PR #1483, opened 2020-08-27
Add a Jacobian-Free Newton-Krylov solver and preconditioning hooks

thomasgibson:
# Description
Co-authored by: @Zhengyu-Huang 

This PR adds a Jacobian-Free Newton-Krylov solver and adds hooks for using preconditioners. This is still a work in progress, but comments will be really appreciated.

Some things left to do:

- Clean up documentation and expand
- Clean up PC hooks (PC abstraction)

I have

- [ ] Written and run all necessary tests with CLIMA by including `tests/runtests.jl`
- [ ] Followed all necessary [style guidelines](https://clima.github.io/ClimateMachine.jl/latest/DevDocs/CodeStyle/) and run `julia .dev/climaformat.jl .`
- [ ] Updated the documentation to reflect changes from this PR.

# For review by CLIMA developers

- [ ] There are no open pull requests for this already
- [ ] CLIMA developers with relevant expertise have been assigned to review this submission
- [ ] The code conforms to the [style guidelines](https://clima.github.io/ClimateMachine.jl/latest/DevDocs/CodeStyle/) and has consistent naming conventions. `julia .dev/format.jl` has been run in a separate commit.
- [ ] This code does what it is technically intended to do (all numerics make sense physically and/or computationally)

PR #1512, opened 2020-09-02
banded matrix refactoring

jkozdon:
Mainly adding this PR to check CI since #1483 doesn't pass CI yet


jkozdon:
bors try

jkozdon:
see also: #1511

PR #1521, opened 2020-09-04
add solid body rotation test

szy21:
# Description

Co-authored by: @bischtob 
Add a solid body rotation test. This driver needs to become part of our nightly evaluation set. It tests whether hydrostatic balance is respected in the GCM.

I have

### DIFF
--- a/experiments/AtmosGCM/solid-body-rotation.jl
+++ b/experiments/AtmosGCM/solid-body-rotation.jl
@@ -1,0 +1,173 @@
+#!/usr/bin/env julia --project
+using ClimateMachine
+ClimateMachine.init(parse_clargs = true)
+
+using ClimateMachine.Atmos
+using ClimateMachine.Orientations
+using ClimateMachine.ConfigTypes
+using ClimateMachine.Diagnostics
+using ClimateMachine.GenericCallbacks
+using ClimateMachine.ODESolvers
+using ClimateMachine.TurbulenceClosures
+using ClimateMachine.SystemSolvers: ManyColumnLU
+using ClimateMachine.Mesh.Filters
+using ClimateMachine.Mesh.Grids
+using ClimateMachine.TemperatureProfiles
+using ClimateMachine.VariableTemplates
+using ClimateMachine.Thermodynamics: air_density, total_energy
+
+using LinearAlgebra
+using StaticArrays
+using Test
+
+using CLIMAParameters
+using CLIMAParameters.Planet: day, planet_radius
+struct EarthParameterSet <: AbstractEarthParameterSet end
+const param_set = EarthParameterSet()
+
+function init_solid_body_rotation!(problem, bl, state, aux, coords, t)
+    FT = eltype(state)
+
+    # The initial state is in hydrostatic balance
+    # It is chosen to be the same as reference state
+    # But we should expect the flow to stay at rest
+    # with any hydrostatic initial state
+    temp_profile_init =
+        DecayingTemperatureProfile{FT}(param_set, FT(290), FT(220), FT(8e3))
+    z = altitude(bl.orientation, bl.param_set, aux)
+    T₀, p = temp_profile_init(bl.param_set, z)
+    ρ = air_density(bl.param_set, T₀, p)
+    e_pot = gravitational_potential(bl.orientation, aux)
+    e_kin = FT(0)
+
+    # Assign state variables
+    state.ρ = ρ
+    state.ρu = SVector{3, FT}(0, 0, 0)
+    state.ρe = ρ * total_energy(bl.param_set, e_kin, e_pot, T₀)
+
+    nothing
+end
+
+function config_solid_body_rotation(FT, poly_order, resolution)
+    # Set up a reference state for linearization of equations
+    temp_profile_ref =
+        DecayingTemperatureProfile{FT}(param_set, FT(290), FT(220), FT(8e3))
+    ref_state = HydrostaticState(temp_profile_ref)
+
+    # Set up the atmosphere model
+    exp_name = "SolidBodyRotation"
+    domain_height::FT = 30e3 # distance between surface and top of atmosphere (m)
+
+    model = AtmosModel{FT}(
+        AtmosGCMConfigType,
+        param_set;
+        init_state_prognostic = init_solid_body_rotation!,
+        ref_state = ref_state,
+        turbulence = ConstantKinematicViscosity(FT(0)),
+        #hyperdiffusion = DryBiharmonic(FT(8 * 3600)),
+        moisture = DryModel(),
+        source = (Gravity(), Coriolis()),
+    )
+
+    config = ClimateMachine.AtmosGCMConfiguration(
+        exp_name,
+        poly_order,
+        resolution,
+        domain_height,
+        param_set,
+        init_solid_body_rotation!;
+        model = model,
+    )
+
+    return config
+end
+
+function main()
+    # Driver configuration parameters
+    FT = Float64                             # floating type precision
+    poly_order = 3                           # discontinuous Galerkin polynomial order
+    n_horz = 12                              # horizontal element number
+    n_vert = 6                               # vertical element number
+    n_days::FT = 1
+    timestart::FT = 0                        # start time (s)
+    timeend::FT = n_days * day(param_set)    # end time (s)
+
+    # Set up driver configuration
+    driver_config = config_solid_body_rotation(FT, poly_order, (n_horz, n_vert))
+
+    # Set up experiment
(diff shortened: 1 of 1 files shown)


experiments/AtmosGCM/solid-body-rotation.jl
```diff
@@ -0,0 +1,161 @@
...
+using CLIMAParameters.Planet:
+    day, planet_radius
+struct EarthParameterSet <: AbstractEarthParameterSet end
+const param_set = EarthParameterSet()
+
+function init_solid_body_rotation!(problem, bl, state, aux, coords, t)
+    FT = eltype(state)
+
+    ## Assign state variables
+    state.ρ = aux.ref_state.ρ
```
tapios, line 32: It would be nice here to set up an initial state that is hydrostatic but differs from the reference state. For example, you could choose a state from the family of `DecayingTemperatureProfile` but with different parameters than in the ref state. (The ref state should be trivially maintained the way the model is set up, unless it is perturbed by filters. But this is not necessarily the case for other hydrostatic states.)

bischtob: Done.

experiments/AtmosGCM/solid-body-rotation.jl
```diff
@@ -0,0 +1,167 @@
...
+const param_set = EarthParameterSet()
+
+function init_solid_body_rotation!(problem, bl, state, aux, coords, t)
+    FT = eltype(state)
+
+    # The initial state is chosen to be in hydrostatic balance, but differs from
+    # the reference state.
+    temp_profile_ref =
+        DecayingTemperatureProfile{FT}(param_set, FT(300), FT(210), FT(9e3))
+    ref_state = HydrostaticState(temp_profile_ref)
```
tapios, line 35: Just use `init` in place of `ref` here to avoid confusion

szy21:
@tapios @bischtob This is ready I think. Could you take a look again? We change the initial state back to the reference state because the state doesn't remain at rest even for this case, and we want to solve this problem first. Thanks!

tapios:
> @tapios @bischtob This is ready I think. Could you take a look again? We change the initial state back to the reference state because the state doesn't remain at rest even for this case, and we want to solve this problem first. Thanks!

Could you please revert this so that you can have any initial state from the decaying temperature profiles? You can choose the parameters of that state to be the same as those for the reference state for now. But it's important that we can maintain any hydrostatic initial state eventually, once we have fluxes that preserve contact discontinuities. In the past this has caused confusion (people thought we only need to maintain the reference state). If you make it clear in the code that this should be possible for any hydrostatic state irrespective of reference state, it'll help avoid that confusion.

szy21:
> Could you please revert this so that you can have any initial state from the decaying temperature profiles? You can choose the parameters of that state to be the same as those for the reference state for now. But it's important that we can maintain any hydrostatic initial state eventually, once we have fluxes that preserve contact discontinuities. In the past this has caused confusion (people thought we only need to maintain the reference state). If you make it clear in the code that this should be possible for any hydrostatic state irrespective of reference state, it'll help avoid that confusion.

I agree. Just changed it back.

tapios:
> > Could you please revert this so that you can have any initial state from the decaying temperature profiles? You can choose the parameters of that state to be the same as those for the reference state for now. But it's important that we can maintain any hydrostatic initial state eventually, once we have fluxes that preserve contact discontinuities. In the past this has caused confusion (people thought we only need to maintain the reference state). If you make it clear in the code that this should be possible for any hydrostatic state irrespective of reference state, it'll help avoid that confusion.
> 
> I agree. Just changed it back.

Thanks so much!

experiments/AtmosGCM/solid-body-rotation.jl
```diff
@@ -0,0 +1,173 @@
...
+    # But we should expect the flow to stay at rest
+    # with any hydrostatic initial state
+    temp_profile_init =
+        DecayingTemperatureProfile{FT}(param_set, FT(290), FT(220), FT(8e3))
+    z = altitude(bl.orientation, bl.param_set, aux)
+    T₀, p = temp_profile_init(bl.param_set, z)
+    ρ = air_density(bl.param_set, T₀, p)
+    e_pot = gravitational_potential(bl.orientation, aux)
+    e_kin = FT(0)
+
```
tapios, line 42: This is not exactly the same as the reference state because in the reference state, the density is calculated discretely from hydrostatic balance and pressure, and the temperature is determined to be consistent with that density. See https://github.com/CliMA/ClimateMachine.jl/blob/8a97053e7acaa58d9e67e85abf2d07e1883d6255/src/Atmos/Model/ref_state.jl#L85-L107.

We should make the result of the reference state calculations available to initialize the model. Perhaps @charleskawczynski can help making that possible. An option might be to move the calculations of density, temperature etc. from `ref_state` to `TemperatureProfiles`, and then use those results both for initialization and the reference state.

szy21: Thanks, Tapio. @charleskawczynski What I would like to have here is to have `state.ρ = aux.ref_state.ρ` and `state.ρe = aux.ref_state.ρe` but use `TemperatureProfiles` instead of `ref_state`. What would be the best way to achieve this?

bischtob: This is actually why we reverted this back. We quickly discovered that it was a bit more involved since the discrete part is living inside this function and requires a discrete pressure gradient that I am note sure is available to the init function.

bischtob: @charleskawczynski, my intuition as a user is that when I create a hyrostatic state, I will have easy access to a set of state variables (dry or moist). Then it would be easy to use that kind of object in the init function.

charleskawczynski: We have access to the ref state vars in `init_state_prognostic!`: `aux.ref_state.x`. IIUC, I think that'd be fine

charleskawczynski: What's the benefit of computing / recomputing this from `TemperatureProfiles`?

tapios: @charleskawczynski What we need is a little different: We want to be able to set up a hydrostatic reference and *also* a hydrostatic initial state, which may differ from the reference state but is computed in the same way (i.e., is in discrete hydrostatic balance).

What would make sense to me is to have a function that computes a hydrostatic state given input parameters in the same way the reference state is currently computed. This could be an augmented version of the current `TemperatureProfiles` (`HydrostaticProfiles`?). We could then use that function both to set up a reference state (with one set of parameters) and an initial state (with another set of parameters).

charleskawczynski: I see.

> which may differ from the reference state

For example, using different input parameters to `DecayingTemperatureProfile`?

tapios: Yes, exactly.

mwarusz:
As already mentioned the current setup of this test is not in a discrete hydrostatic balance. After fixing this I see that we preserve the reference state with a numerical flux that has the contact property (Central or Roe) but not with Rusanov. This is also true when the initial state is a different discretely balanced state. The only caveat in the latter case is that filtering has to be applied on perturbations from the initial state not the reference state. My experiments can be found here:
https://github.com/CliMA/ClimateMachine.jl/tree/mw/solid_body_rotation.

There is a similar existing test https://github.com/CliMA/ClimateMachine.jl/blob/master/test/Atmos/Model/discrete-hydrostatic-balance.jl that also tests the LES case. Seems like it would be a good idea to merge these tests.

szy21:
> https://github.com/CliMA/ClimateMachine.jl/tree/mw/solid_body_rotation

Thanks, Maciej! I think it's a good idea to merge the tests. Another thing I have noticed is it seems I cannot run the simulation (with Rusanov or Central) for more than one simulated hour without the filter. Is this as expected?

mwarusz:
That's expected. The simulation is unstable without the filter regardless of discrete balance.

szy21:
> That's expected. The simulation is unstable without the filter regardless of discrete balance.

Thanks. Could you explain a bit more on why the filtering has to be applied on perturbations from the initial state?

mwarusz:
If you start with an initial state different from the reference state but filter perturbations from the reference state then the filter will act on the initial state, disrupting the balance.

tapios:
This is one of the issues we need to fix. We need a numerical discretization that preserves any hydrostatic state, without adjustment for the state to be preserved. We'll talk about this this pm.

szy21:
This will be added in #1532 . I'm going to close this soon.

PR #1523, opened 2020-09-05
Add `horizontally_average!`, `hmax` for single stack, and prep for edmf

charleskawczynski:
# Description

This PR
 - Adds `horizontally_average!` for single stack utils. This is needed to avoid issues with horizontally-non uniform initial profiles, resulting from `rand()`.
 - Adds `hmax` to `SingleStackConfiguration` becuase the Smagorinsky model is scale-aware and causes problems at small (`hmax ~ 1m`) and large (`hmax ~ 50km`) horizontal domains. To avoid holding up the EDMF development, we'll make `hmax` adjustable per driver for now.
 - Adds `turbconv` as a kwarg to `bomex_model`.

I have

### DIFF
--- a/src/Utilities/SingleStackUtils/SingleStackUtils.jl
+++ b/src/Utilities/SingleStackUtils/SingleStackUtils.jl
@@ -6,6 +6,7 @@ export get_vars_from_nodal_stack,
     get_horizontal_mean,
     reduce_nodal_stack,
     reduce_element_stack,
+    horizontally_average!,
     dict_of_nodal_states
 
 using OrderedCollections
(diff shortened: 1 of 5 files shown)


ilopezgp (approved):

kpamnany (commented):
As a reminder, multiple nested `for` loops can be written as:
```julia
for i = 1:Nq, j = 1:Nq
    ....
end
```
Also suggest extracting the `sum` anonymous function from the call, maybe into a `let`; will make the code more readable.

src/Utilities/SingleStackUtils/SingleStackUtils.jl
```diff
@@ -298,6 +299,35 @@ function reduce_element_stack(
...
+        Q_sum = sum((1:Nq, 1:Nq)) do ij
+            Q[ij[1] + Nq * ((ij[2] - 1) + Nq * (k - 1)), i_v, ev]
+        end
+        Q_ave = Q_sum / (Nq * Nq)
+        for i in 1:Nq, j in 1:Nq
+            ijk = i + Nq * ((j - 1) + Nq * (k - 1))
+            Q[ijk, i_v, ev] = Q_ave
+        end
+    end
+end
```
jkozdon, line 329: This should probably use the metric terms to compute the average, mainly you should compute the integral and divide by the length. Otherwise, you are giving more weight to the solution near the boundary due to the use of LGL points.

jkozdon: Also, as written this is not a GPU friendly function.

kpamnany: None of the single stack util functions are GPU friendly. They started as just a couple of helper functions and are now growing rapidly -- probably need refactoring to abstract out MPIStateArray internal knowledge and for GPU friendliness soonish now.

charleskawczynski: > This should probably use the metric terms to compute the average, mainly you should compute the integral and divide by the length. Otherwise, you are giving more weight to the solution near the boundary due to the use of LGL points.

Thanks for letting me know. The main purpose of this function is to eliminate horizontal variation introduced in `rand()`, used in `init_state_prognostic!` for some of the single stack drivers. Ultimately, I'm trying to eliminate any resulting horizontal fluxes-- do I need to compute this average using the metric terms in order to eliminate horizontal fluxes?

> Also, as written this is not a GPU friendly function.

This is not performance-critical code (it's just for initialization), but we should modify it to work when the backing arrays are CuArrays.

jkozdon: > Ultimately, I'm trying to eliminate any resulting horizontal fluxes-- do I need to compute this average using the metric terms in order to eliminate horizontal fluxes?

OK. I misunderstood what you were doing. In this case, you are right that it doesn't matter too much.

Also, I pointed to the wrong code snippet, you don't want the vertical integral but the horizontal integral stuff that was put into the diagnostics: https://github.com/CliMA/ClimateMachine.jl/blob/fa76456047bba885a17f9f73756ed3e4b2cd6eba/src/Diagnostics/atmos_les_core.jl#L65

charleskawczynski: Ok, it should now work on the GPU.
··········
• **BRIEF**
For every line in the listing above that holds "input", add one to a tally, and give that tally alone.

• **REPLY TO THE TASK**
2